PR #205, opened 2022-11-16
fix psr17factory create stream

### LINKED ISSUE #204: Empty body when using psr17factory's createRequest
Using the psr17factory for creating a request object using this syntax, when we try to get the contents of the body, we get empty string.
-------
**Problem to solve:** Repeat every line of the data, exactly and in full.

**Worked solution:**
PR #205, opened 2022-11-16
fix psr17factory create stream

### LINKED ISSUE #204: Empty body when using psr17factory's createRequest
Using the psr17factory for creating a request object using this syntax, when we try to get the contents of the body, we get empty string.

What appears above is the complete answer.